OK, I think the flame thing may be an igniter. So the inducer turns on, the igniter glows but the gas valve does not open so there is no ignition. Sounds like you may have either a bad gas valve or a bad circuit board. You will need to check for 24 volts at the gas valve. If you get voltage but no ignition, replace gas valve. If you get no voltage at gas valve, replace the circuit board.
The click noise you hear is the magnet inside the valve dropping out. Which means, the voltage that energizes it is low or interupted. Possible, weak pilot flame, bad thermocouple or bad secondary limit switch. This limit switch is located left of the main control. made of ceramic. It can also be a bad gas valve...
You might have a slight odor of gas when the burner first ignites. Some gas does escape before it completely ignites. It shouldn't smell after 2 years of use. If you can see the pilot flame burning from the top of the heater, the heater pilot assembly is pushed over too far. The pilot fumes could be escaping in the room and cause a smell.

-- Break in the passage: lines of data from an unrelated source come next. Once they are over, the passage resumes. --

PR #2055, opened 2022-02-05
Changed how the Schroedinger does fuel a bit

LJDude:
This is based on an idea @nenau-again mentioned in Discord. Link to the conversation for those in the server: https://discord.com/channels/661743268505190400/772643725255245875/939522574050787358

The idea was to have the Schroedinger fuel use lowered to 50 per jump and have the base fuel bonus reduced as well. The reason I've reduced the bonus so much (800 to 150) is because the amount of fuel that the engines give also doubles. With a Tricon engine, you'd still get 9 jumps; only two less than before. If you use a fuel pod with a Tricon engine, then you get the same amount as before: 13 jumps.

The maximum amount you can get (achieved by using a Mendelez engine and a fuel pod) is 17 jumps, only two more than the previous maximum. The minimum amount is 7, three less than the previous minimum, but who's going to be using a beat up engine, anyways?

### DIFF
--- a/dat/ships/schroedinger.xml
+++ b/dat/ships/schroedinger.xml
@@ -21,8 +21,8 @@
  <characteristics>
   <crew>2</crew>
   <mass>20</mass>
-  <fuel>800</fuel>
-  <fuel_consumption>100</fuel_consumption>
+  <fuel>150</fuel>
+  <fuel_consumption>50</fuel_consumption>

I'm not a furnace technician. But I have worked on several Coleman trailer furnaces. So keep in mind that my terminology might not be exactly correct. But I think I can help you.
I don't know what model you are running, but most of them run pretty much the same. You have a four basic components to check. Thermostat; Ignition Control Module; Pressure Switch; and which ever of the following that you have (Glow plug, Electronic ignition, Pilot Light).
I'm assuming that you are referring to the blower as the "Rat wheel blower" (round wheel looking thing with fins on it). If my assumption is correct and if the power from the breaker box to the furnace junction box (Probably with a on and off switch on top or side), than when you give it power (from breaker box and turn thermostat up) the fan (not blower) comes on. If it doesn't there is a probably a problem with your Thermostat or Ignition Module. If it does come on and your glow plug or you igniter tries to work. Than yes, you are correct, you have to have gas pressure to let the pressure switch know that there is adequate gas supply pressure (gas- 5 to 7 W.C, propane 11 to 13 W.C). The reason for this is if the Pressure Switch doesn't feel the correct pressure. It thinks you have a leak and won't release gas for ignition. After you turn the gas on. If the furnace doesn't ignite. Make sure the Thermostat is definitely wired properly. Now we are down to one of three problems. If the Glow Plug, Electronic Ignition, or pilot light are working properly. Than we are down one of two problems. The Ignition Module or Pressure Switch. Check pressure on the Pressure Switch. If yuou don't smell gas it is probably OK. But it is best if you use a manometer. I have rarely found Pressure Switches bad. Normally if I get to that step. It is the Ignition Module. The Ignition Module kind of like the brain of the furnace. It is located behind one of your front panels. It will have approximately 10 wires going to it. Some will be going to the Thermostat, some to the Glow plug (Igniter), some to the Pressure Switch, and some going to the blower.
I have probably said more than you need to know. If I did I apologize. But to wrap it up. You were probably correct. You definitely need gas for the blower to kick on. The furnace has to light and heat up before the blower will Start. Not to keep rattling, but to check to see if the blower motor will run. Is to switch the Thermostat from "auto" to "run".